Extracted data entries
PR #285, opened 2024-08-21
ENG-6606: Introduce event cursor support

erickpintor:
### Description

Provide support for the new per-event stream cursor.

### Motivation and context

There's an edge case where resuming a stream from a txn time with lots of documents written could result in event loss. This approach fixes that edge case.

Unit tests included.

NA

### Change types

* - [X] Bug fix (non-breaking change that fixes an issue)
* - [X] New feature (non-breaking change that adds functionality)

### Checklist:

* - [X] My code follows the code style of this project.
* - [X] My change requires a change to Fauna documentation.
* - [X] My change requires a change to the README, and I have updated it accordingly.

----

### DIFF
--- a/src/client.ts
+++ b/src/client.ts
@@ -344,6 +344,15 @@ export class Client {
         ...options,
       };
 
+      if (
+        streamClientConfig.cursor !== undefined &&
+        tokenOrQuery instanceof Query
+      ) {
+        throw new ClientError(
+          "The `cursor` configuration can only be used with a stream token.",
+        );
+      }
+
       const tokenOrGetToken =
         tokenOrQuery instanceof Query
           ? () => this.query<StreamToken>(tokenOrQuery).then((res) => res.data)
@@ -636,6 +645,8 @@ export class StreamClient<T extends QueryValue = any> {
   #query: () => Promise<StreamToken>;
   /** The last `txn_ts` value received from events */
   #last_ts?: number;
+  /** The last `cursor` value received from events */
+  #last_cursor?: string;
   /** A common interface to operate a stream from any HTTPStreamClient */
   #streamAdapter?: StreamAdapter;
   /** A saved copy of the StreamToken once received */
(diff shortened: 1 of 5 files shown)


src/client.ts
```diff
@@ -636,6 +645,8 @@ export class StreamClient<T extends QueryValue = any> {
   #query: () => Promise<StreamToken>;
   /** The last `txn_ts` value received from events */
   #last_ts?: number;
+  /** The last `cursor` value received from events */
+  #last_cursor?: string;
```
ptpaterson, line 649: `cursor` was added as an option, but this is private so folks won't be able to pick it out of the stream client after an error. I think we can make this easier.

Options:
1. Do nothing: folks can store their own copy of the cursor as events come in, it's just an extra thing they have to remember to do.
2. Add a getter method to read the `#last_cursor`. Then folks could read it from a closed StreamClient and create a new one with the `cursor` option.
3. Remove the `cursor` option and provide a `restart` method that would establish a new connection with the stored `#last_cursor`.

Letting folks configure a cursor option is the most flexible, but if we want to do that, then I think we should make it easier to get the cursor after an error. Having a `restart` method would be one of the easiest things for a customer to use, but maybe not as flexible.

ptpaterson (changes requested):
Nice. This is looking good! Just some thoughts on using the cursor.

src/client.ts
erickpintor: The intent is to be able to recover from a crash, in which case you can't rely on the `last_cursor` as memory would be lost in that case so, I feel like the `restart` would come short in that regard. I'll add a getter since that's pretty harmless but, in the case of crash recovery, users can't rely on that either.

erickpintor: You gotta persist it in durable storage (disk or somewhere else).

pnwpedro: You need to persist it as you handle an event if you want to recover and this impl supports that, so I'm not sure adding a getter is actually harmless. It can throw devs off. They shouldn't implement cursor persistence by polling the client, for example.

ptpaterson: Okay, thanks! I concur with Lucas about not needing the getter.

ptpaterson (approved):

PR #288, opened 2024-10-02
Extend HTTPRequest to support path overrides

ecooper:
This PR extends the existing `HTTPRequest` to take an optional path to support POST requests to endpoints other than `/query/1`.

### Description
We'll need to support requests to Fauna APIs beyond `/query/1`. Today, this API path is hardcoded in both the fetch and http2 client wrappers. This PR does the following:

- Extends `HTTPRequest` to accept an optional `path`
- Updates `FetchClient` to use default API paths, but override per request when one is provided on `HTTPRequest`
- Updates `NodeHTTP2Client` to use default API paths, but override per request when one is provided on `HTTPRequest`
- Adds a readonly `FaunaAPI` to represent the supported API paths in the driver
- Restricts `HTTPRequest["path"]` to the union of supported endpoints via `FaunaAPI`

### Motivation and context
We need to support more endpoints in this driver. The current http clients really only have a fixed concept of requesting queries or streaming. This change allows for a backwards compatible way to introduce providing a path without breaking existing code or interfaces.

Alternatives considered:

- Making `HTTPClient.request` be `(path: SupportedFaunaAPIs, req: HTTPRequest)`: backwards incompat
- Supporting both the signature above and the current one: Seems overly complex
- Adding `path` to a second optional argument of a new `HTTPRequestOptions` interface to `request`: Best alternative, but also lacking much more substance--especially since `HTTPRequest` already supports additional meta options, like timeout.

In the future, we may want to reconsider redesigning these interfaces in a major version bump, but that is out of scope for this PR.

Definitely open the other implementation approaches!

These changes have dedicated unit tests. The unit tests validate the override logic as well as type enforcement.

Because these changes are backwards compatible, all existing code and tests should work as expected.

N/A

### Change types

### Checklist:

----

### DIFF
--- a/__tests__/unit/fetch-client.test.ts
+++ b/__tests__/unit/fetch-client.test.ts
@@ -11,7 +11,7 @@ import {
   QuerySuccess,
 } from "../../src";
 import { getDefaultHTTPClientOptions } from "../client";
-import { SupportedFaunaAPIs } from "../../src/http-client";
+import { SupportedFaunaAPIPaths } from "../../src/http-client";
 
 let fetchClient: FetchClient;
 
@@ -145,6 +145,21 @@ describe("fetch client", () => {
     }
   });
 
+  it("uses the default path if one is not provided in HttpRequest", async () => {
+    expect.assertions(1);
+    fetchMock.mockResponseOnce(JSON.stringify({}), {
+      headers: { "content-type": "application/json" },
+    });
+    await fetchClient.request({
+      ...dummyRequest,
+    });
+
+    expect(fetchMock).toHaveBeenCalledWith(
+      expect.stringContaining("/query/1"),
+      expect.any(Object),
+    );
+  });
+
   it("uses the path provided in the HttpRequest if provided", async () => {
     expect.assertions(1);
     fetchMock.mockResponseOnce(JSON.stringify({}), {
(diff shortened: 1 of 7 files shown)


__tests__/unit/fetch-client.test.ts
```diff
@@ -137,10 +138,25 @@ describe("fetch client", () => {
...
+    expect.assertions(1);
+    fetchMock.mockResponseOnce(JSON.stringify({}), {
+      headers: { "content-type": "application/json" },
+    });
+    await fetchClient.request({
+      ...dummyRequest,
+      path: "/non-the-default-api" as SupportedFaunaAPIs,
+    });
+    expect(fetchMock).toHaveBeenCalledWith(
+      expect.stringContaining("/non-the-default-api"),
```
echo-bravo-yahoo, line 158: the previous tests implicitly set the path to "/query/1", but none of them assert on it.

can you add an assertion so the default path case is tested?

echo-bravo-yahoo (dismissed):
i'm ok with this path forward (and with a major version bump that moves these to obj args as well).

how much blast radius is there in the docs site if we make a breaking change in these?

src/http-client/paths.ts
```diff
@@ -0,0 +1,10 @@
+/**
+ * Readonly object representing the paths of the Fauna API to be used
+ * with HTTP clients.
+ */
+export const FaunaAPI = {
+  QUERY: "/query/1",
+  STREAM: "/stream/1",
+} as const;
+
+export type SupportedFaunaAPIs = (typeof FaunaAPI)[keyof typeof FaunaAPI];
```
ptpaterson, line 10: Nit question: should we name these `...Paths`? `FaunaAPIPaths` and `SupportedFaunaAPIPaths`?

ecooper:
> i'm ok with this path forward (and with a major version bump that moves these to obj args as well).
> 
> how much blast radius is there in the docs site if we make a breaking change in these?

Because these are largely internals they are really only covered by the docs that are auto-published here: https://fauna.github.io/fauna-js/2.2.0/

mwilde345 (approved):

▶ _Aim of the exercise_
Work out how many lines in the data contain "ptpaterson" and state that number with nothing added.

▶ _Output for this task_
5